AnnotateThis boosts LLM annotation accuracy by 23% for nuanced social concepts
Human-in-the-loop system slashes errors in climate change sentiment analysis by nearly a quarter.
Large language models are increasingly used for data annotation in computational social science, but they often fail on nuanced, domain-specific concepts. To address this, Zexuan Li and colleagues from the University of Michigan developed AnnotateThis, a system that places humans at the center of LLM-supported annotation workflows. Designed for both computational and social scientists, AnnotateThis provides information features that let users interrogate the quality and reliability of LLM annotations—essentially “grounding” the model to a specific target concept. In one evaluation setting, researchers had no ground truth and limited prior concept knowledge; in another, they had ground truth labels. In both cases, human users significantly improved annotation quality.
When ground truth was available, AnnotateThis outperformed a state-of-the-art automated prompt refinement method by 0.15 in F-Measure and 0.23 in accuracy—a massive leap for tasks like detecting climate change mitigation pessimism on social media. The system proves that even with advanced AI, human judgment remains critical for capturing subtle, context-dependent meanings. This work opens the door to more reliable AI-assisted research in domains from political discourse to public health, where getting the annotation right is essential for downstream analysis.

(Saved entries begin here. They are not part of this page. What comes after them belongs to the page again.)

PR #79, opened 2024-02-26
[v2.7] Refactor Apply function to Command

brudnak:
Updated kubectl apply function to command.
Also removed kubectl explain function, now that
command can handle any kubectl situation.

Added in option buffer size parsing to
kubeconfig pod logs. This is needed to gather
large logs with kubectl logs cmd.

Fixed a bug that was formally in kubectl
apply.


igomez06 (approved):
LGTM

PR #92, opened 2024-03-07
[v2.7] v2.7.11 version bumps

igomez06:
There will be version bumps that are coming from the v2.7.11 release that we need to address in shepherd.


floatingman (approved):

caliskanugur (approved):
Looks good to me

PR #97, opened 2024-03-08
Add extension to verify role bindings for user 

joesims22:
This PR adds the extension VerifyRoleBindingsForUser which validates the corresponding role bindings have been created for a user.

### DIFF
--- a/extensions/rbac/verify.go
+++ b/extensions/rbac/verify.go
@@ -12,6 +12,7 @@ import (
 	management "github.com/rancher/shepherd/clients/rancher/generated/management/v3"
 	v1 "github.com/rancher/shepherd/clients/rancher/v1"
 	"github.com/rancher/shepherd/extensions/clusters"
+	"github.com/rancher/shepherd/extensions/kubeapi/rbac"
 	"github.com/rancher/shepherd/extensions/namespaces"
 	"github.com/rancher/shepherd/extensions/projects"
 	"github.com/rancher/shepherd/extensions/users"
@@ -20,6 +21,7 @@ import (
 	"github.com/stretchr/testify/assert"
 	"github.com/stretchr/testify/require"
 	coreV1 "k8s.io/api/core/v1"
+	metav1 "k8s.io/apimachinery/pkg/apis/meta/v1"
 )
 
 const (
@@ -34,6 +36,8 @@ const (
 	standardUser                  = "user"
 	activeStatus                  = "active"
 	forbiddenError                = "403 Forbidden"
+	localCluster                  = "local"
+	userKind                      = "User"
 )
 
 var rgx = regexp.MustCompile(`\[(.*?)\]`)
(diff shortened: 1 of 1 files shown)


extensions/rbac/verify.go
```diff
@@ -46,6 +49,27 @@ func VerifyGlobalRoleBindingsForUser(t *testing.T, user *management.User, adminC
 	assert.Equal(t, 1, len(grbs.Data))
 }
 
+// VerifyRoleBindingsForUser validates that the corresponding role bindings are created for the user
+func VerifyRoleBindingsForUser(t *testing.T, user *management.User, standardClient *rancher.Client, clusterID, role string) {
+	rblist, err := rbac.ListRoleBindings(standardClient, localcluster, clusterID, metav1.ListOptions{})
```
anupama2501, line 54: shouldn't the client be admin client? standard user client won't be able to list role bindings from the local cluster.

extensions/rbac/verify.go
```diff
@@ -46,6 +49,27 @@ func VerifyGlobalRoleBindingsForUser(t *testing.T, user *management.User, adminC
...
+	require.NoError(t, err)
+	userID := user.Resource.ID
+	userRoleBindings := []string{}
+
+	for _, rb := range rblist.Items {
+		if rb.Subjects[0].Kind == "User" && rb.Subjects[0].Name == userID {
```
anupama2501, line 60: Can we add "User" as a constant?

anupama2501 (commented):
looks good, have a few comments. Do we have a jenkins log for this ?

extensions/rbac/verify.go
joesims22: Yes that's correct, I'll change it to admin.

extensions/rbac/verify.go
joesims22: Will add User as a constant 👍

extensions/rbac/verify.go
```diff
@@ -34,6 +36,8 @@ const (
 	standardUser                  = "user"
 	activeStatus                  = "active"
 	forbiddenError                = "403 Forbidden"
+	localcluster                  = "local"
```
Priyashetty17, line 39: nit., Can you change the variable name to `localCluster`?

Priyashetty17 (commented):
lgtm, just a nit on the variable name

extensions/rbac/verify.go
joesims22: changed constant name 👍

anupama2501 (approved):
lgtm

extensions/rbac/verify.go
```diff
@@ -46,6 +50,27 @@ func VerifyGlobalRoleBindingsForUser(t *testing.T, user *management.User, adminC
 	assert.Equal(t, 1, len(grbs.Data))
 }
 
+// VerifyRoleBindingsForUser validates that the corresponding role bindings are created for the user
+func VerifyRoleBindingsForUser(t *testing.T, user *management.User, adminClient *rancher.Client, clusterID, role string) {
+	rblist, err := rbac.ListRoleBindings(adminClient, localcluster, clusterID, metav1.ListOptions{})
```
Priyashetty17, line 55: Can you update the constant here?

joesims22: updated 👍

Priyashetty17 (approved):
lgtm

igomez06 (commented):
My question for this and maybe @anupama2501 can help answer it. Why do we need this to be a verification in the framework. Can't it just go in the test itself?

igomez06:
> @igomez06 this was part of the rbac validations we moved from validation suite to extension suite as part of this task [rancher/qa-tasks#892](https://github.com/rancher/qa-tasks/issues/892)

This should only be the case if the verification is being used outside of the package, if not we're unnecessarily bloating the framework when this func should just be in the test. So you're saying VerifyRoleBindingsForUser is being used outside of tests/v2/validation/rbac?

anupama2501:
sorry @igomez06 for the delayed response. Yes, this is to make use of the role bindings verification outside of `VerifyRoleBindingsForUser` as well. We have a few tests in rbac additional for which we can make use of this function.

However, considering this involves actions rather than verification, it is appropriate for actions. Since we already have a PR for this, we can merge it now and later move it to actions once that is established. Let me know if that sounds good.

igomez06:
> sorry @igomez06 for the delayed response. Yes, this is to make use of the role bindings verification outside of `VerifyRoleBindingsForUser` as well. We have a few tests in rbac additional for which we can make use of this function.
> 
> However, considering this involves actions rather than verification, it is appropriate for actions. Since we already have a PR for this, we can merge it now and later move it to actions once that is established. Let me know if that sounds good.

Yes this would be moved any way, but my question remains. Is this function going to be used outside of tests/v2/validation/rbac? If not, then I would argue that this should just go into tests/v2/validation/rbac/rbac.go

anupama2501:
Yes, once the RBAC tests are relocated to the integration suite, they will be referenced outside of the tests/v2/validation/ directory. In that scenario, this should be maintained in actions.

igomez06 (approved):
LGTM

anupama2501:
Yes @igomez06 will wait on actions to be implemented and once thats done this can be ported over to actions. We can then close this PR.

joesims22:
This code has been ported over to actions [#47447](https://github.com/rancher/rancher/pull/47447)

Closing this since code will reside in rancher/rancher actions.

PR #103, opened 2024-03-14
Enable automated install of vsphere cpi/csi

slickwarren:
https://github.com/rancher/rancher/pull/44787

enables the following option in the config:
```
provisioningInput:
  cloudProvider: "rancher-vsphere"
```

which will allow the user to use vsphere with either rke1 or rke2. 

Other Improvements:
* added an option to populate default values for a given chart
* formatting updates
* added `DatastoreUrl` for vsphere rke2 and rke1

### DIFF
--- a/extensions/charts/vsphereoutoftree.go
+++ b/extensions/charts/vsphereoutoftree.go
@@ -1,0 +1,178 @@
+package charts
+
+import (
+	"github.com/rancher/shepherd/extensions/projects"
+	"github.com/rancher/shepherd/extensions/rke1/nodetemplates"
+	"github.com/rancher/shepherd/pkg/api/steve/catalog/types"
+
+	"github.com/rancher/shepherd/clients/rancher"
+	"github.com/rancher/shepherd/clients/rancher/catalog"
+	r1vsphere "github.com/rancher/shepherd/extensions/rke1/nodetemplates/vsphere"
+)
+
+const (
+	systemProject       = "System"
+	vsphereCPIchartName = "rancher-vsphere-cpi"
+	vsphereCSIchartName = "rancher-vsphere-csi"
+
+	vcenter      = "vCenter"
+	storageclass = "storageClass"
+
+	datacenters  = "datacenters"
+	host         = "host"
+	password     = "password"
+	username     = "username"
+	port         = "port"
+	clusterid    = "clusterId"
+	datastoreurl = "datastoreURL"
+)
+
+// InstallVsphereOutOfTreeCharts installs the CPI and CSI chart for aws cloud provider in a given cluster.
+func InstallVsphereOutOfTreeCharts(client *rancher.Client, vsphereTemplate *nodetemplates.NodeTemplate, repoName, clusterID string) error {
+
+	serverSetting, err := client.Management.Setting.ByID(serverURLSettingID)
+	if err != nil {
+		return err
+	}
+
+	registrySetting, err := client.Management.Setting.ByID(defaultRegistrySettingID)
+	if err != nil {
+		return err
+	}
+
+	project, err := projects.GetProjectByName(client, clusterID, systemProject)
+	if err != nil {
+		return err
+	}
+
+	catalogClient, err := client.GetClusterCatalogClient(clusterID)
+	if err != nil {
+		return err
+	}
+
+	latestCPIVersion, err := catalogClient.GetLatestChartVersion(vsphereCPIchartName, catalog.RancherChartRepo)
+	if err != nil {
+		return err
+	}
+
+	installCPIOptions := &InstallOptions{
+		ClusterID: clusterID,
+		Version:   latestCPIVersion,
+		ProjectID: project.ID,
+	}
+
+	chartInstallActionPayload := &payloadOpts{
+		InstallOptions:  *installCPIOptions,
+		Name:            vsphereCPIchartName,
+		Namespace:       kubeSystemNamespace,
+		Host:            serverSetting.Value,
+		DefaultRegistry: registrySetting.Value,
+	}
+
+	chartInstallAction, err := vsphereCPIChartInstallAction(catalogClient,
+		chartInstallActionPayload, vsphereTemplate, installCPIOptions, repoName, kubeSystemNamespace)
+	if err != nil {
+		return err
+	}
+
+	err = catalogClient.InstallChart(chartInstallAction, repoName)
+	if err != nil {
+		return err
+	}
+
+	err = VerifyChartInstall(catalogClient, kubeSystemNamespace, vsphereCPIchartName)
+	if err != nil {
+		return err
+	}
+
+	latestCSIVersion, err := catalogClient.GetLatestChartVersion(vsphereCSIchartName, catalog.RancherChartRepo)
+	if err != nil {
+		return err
+	}
+
+	installCSIOptions := &InstallOptions{
+		ClusterID: clusterID,
+		Version:   latestCSIVersion,
+		ProjectID: project.ID,
+	}
+
+	chartInstallActionPayload = &payloadOpts{
+		InstallOptions:  *installCSIOptions,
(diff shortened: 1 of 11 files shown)


extensions/provisioning/creates.go
```diff
@@ -120,6 +125,35 @@ func CreateProvisioningCluster(client *rancher.Client, provider Provider, cluste
...
+			"username":    cloudCredential.VmwareVsphereConfig.Username,
+		}
+		clustersConfig.AddOnConfig = &provisioninginput.AddOnConfig{
+			ChartValues: &rkev1.GenericMap{
+				Data: map[string]interface{}{
+					"rancher-vsphere-cpi": map[string]interface{}{
+						"vCenter": vcenterCredentials,
+					},
+					"rancher-vsphere-csi": map[string]interface{}{
+						// "csiWindowsSupport": map[string]interface{}{
```
Josh-Diamond, line 144: Was this intended to be uncommented or cleaned up?

Josh-Diamond (commented):
left one comment -- overall this looks great

markusewalker (approved):
Outside of Josh's comment, LGTM.

extensions/provisioning/creates.go
slickwarren: let me remove that for now - there is a separate issue with windows right now blocking these charts from properly installing. Once that's in, I'll have to open a new PR with windows support.

extensions/cloudcredentials/vsphere/create.go
```diff
@@ -27,3 +27,11 @@ func CreateVsphereCloudCredentials(rancherClient *rancher.Client) (*cloudcredent
 	}
 	return resp, nil
 }
+
+func GetVspherePassword() string {
```
igomez06, line 31: We need a go docs comment here

extensions/rke1/nodetemplates/vsphere/create.go
```diff
@@ -24,15 +25,34 @@ func CreateVSphereNodeTemplate(rancherClient *rancher.Client) (*nodetemplates.No
...
 	err = rancherClient.Management.APIBaseClient.Ops.DoCreate(management.NodeTemplateType, *nodeTemplateFinal, resp)
+
 	if err != nil {
 		return nil, err
 	}
+
 	return resp, nil
 }
+
+func GetVsphereDatastoreUrl() string {
```
igomez06, line 44: missing comment here.

extensions/rke1/nodetemplates/vsphere/create.go
```diff
@@ -24,15 +25,34 @@ func CreateVSphereNodeTemplate(rancherClient *rancher.Client) (*nodetemplates.No
...
+	var vmwarevsphereNodeTemplateConfig nodetemplates.VmwareVsphereNodeTemplateConfig
+
+	config.LoadConfig(nodetemplates.VmwareVsphereNodeTemplateConfigurationFileKey, &vmwarevsphereNodeTemplateConfig)
+
+	return vmwarevsphereNodeTemplateConfig.DatastoreUrl
+}
+
+func GetVspherePassword() string {
```
igomez06, line 52: same here

igomez06: read my comment on the other get vsphere password func.

extensions/cloudcredentials/vsphere/create.go
slickwarren: the password is not actually used in the config, rather it is passed to a secret and the secret is referenced on the object. So when you 'create' the cloud credential, the password isn't viewable or retrievable directly from the object from rancher. With this new function, I can retrieve the password from the Go object instead.

igomez06: So then why is it reading from the config. that bit is confusing

slickwarren: updated the comment, yes this is reading from the config not from a go object. Because we don't return the go object in the CreateVsphereCloudCredentials function, there's no way to get it from there. So I have to read from the config again.

igomez06: Awwww! I get it sorry, this is the cloud cred not the node template proceed lol

igomez06 (commented):
One last style nit, since we just had a meeting about it

extensions/rke1/nodetemplates/vsphere/create.go
slickwarren: updated!

igomez06 (approved):
LGTM

extensions/charts/vsphereoutoftree.go
```diff
@@ -0,0 +1,178 @@
...
+	chartInstallAction, err := vsphereCPIChartInstallAction(catalogClient,
+		chartInstallActionPayload, vsphereTemplate, installCPIOptions, repoName, kubeSystemNamespace)
+	if err != nil {
+		return err
+	}
+
+	err = catalogClient.InstallChart(chartInstallAction, repoName)
+	if err != nil {
+		return err
+	}
```
caliskanugur, line 81: This one doesn't need any cleanup registration correct? 

Cause basically if these charts are uninstalled the cluster won't be functional and there's no case where it's out-of-tree and without these charts right?

extensions/charts/vsphereoutoftree.go
```diff
@@ -0,0 +1,178 @@
...
+	datacenters  = "datacenters"
+	host         = "host"
+	password     = "password"
+	username     = "username"
+	port         = "port"
+	clusterid    = "clusterId"
+	datastoreurl = "datastoreURL"
+)
+
+// InstallVsphereOutOfTreeCharts installs the CPI and CSI chart for aws cloud provider in a given cluster.
```
caliskanugur, line 30: My other question here; installing these charts separated and one by one doesn't make sense right? Both need to be installed?

extensions/provisioning/creates.go
```diff
@@ -120,6 +125,32 @@ func CreateProvisioningCluster(client *rancher.Client, provider Provider, cluste
 
 	machinePools := machinepools.
 		CreateAllMachinePools(machineConfigs, pools, machinePoolResponses, provider.Roles, hostnameTruncation)
+
+	if clustersConfig.CloudProvider == provisioninginput.VsphereCloudProviderName.String() {
+
+		vcenterCredentials := map[string]interface{}{
+			"datacenters": machinePoolConfigs[0].Object["datacenter"],
```
caliskanugur, line 132: This one is always the same right, so I guess my question is out of this PR scope, does it have to index it, or does it have to be in the array?

caliskanugur (commented):
Looks good to me, I've got a few questions

extensions/charts/vsphereoutoftree.go
```diff
@@ -0,0 +1,178 @@
...
+
+	catalogClient, err := client.GetClusterCatalogClient(clusterID)
+	if err != nil {
+		return err
+	}
+
+	latestCPIVersion, err := catalogClient.GetLatestChartVersion(vsphereCPIchartName, catalog.RancherChartRepo)
+	if err != nil {
+		return err
+	}
```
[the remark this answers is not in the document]
slickwarren: correct.

extensions/charts/vsphereoutoftree.go
slickwarren: correct

extensions/provisioning/creates.go
slickwarren: it just has to be in the array

extensions/charts/vsphereoutoftree.go
slickwarren: correct, both need to be installed.

caliskanugur (approved):
Looks good to me

igomez06 (approved):
LGTM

- AnnotateThis integrates human oversight into LLM annotation, enabling iterative refinement of outputs for nuanced concepts like climate change mitigation pessimism.
- Achieved a 0.15 improvement in F-Measure and 0.23 improvement in accuracy over fully automated prompt refinement in ground truth evaluations.
- System supports both researchers with and without access to ground truth labels, making it versatile for real-world computational social science workflows.
Why It Matters
Human-AI collaboration outperforms fully automated LLMs for complex, context-dependent annotation tasks in social science.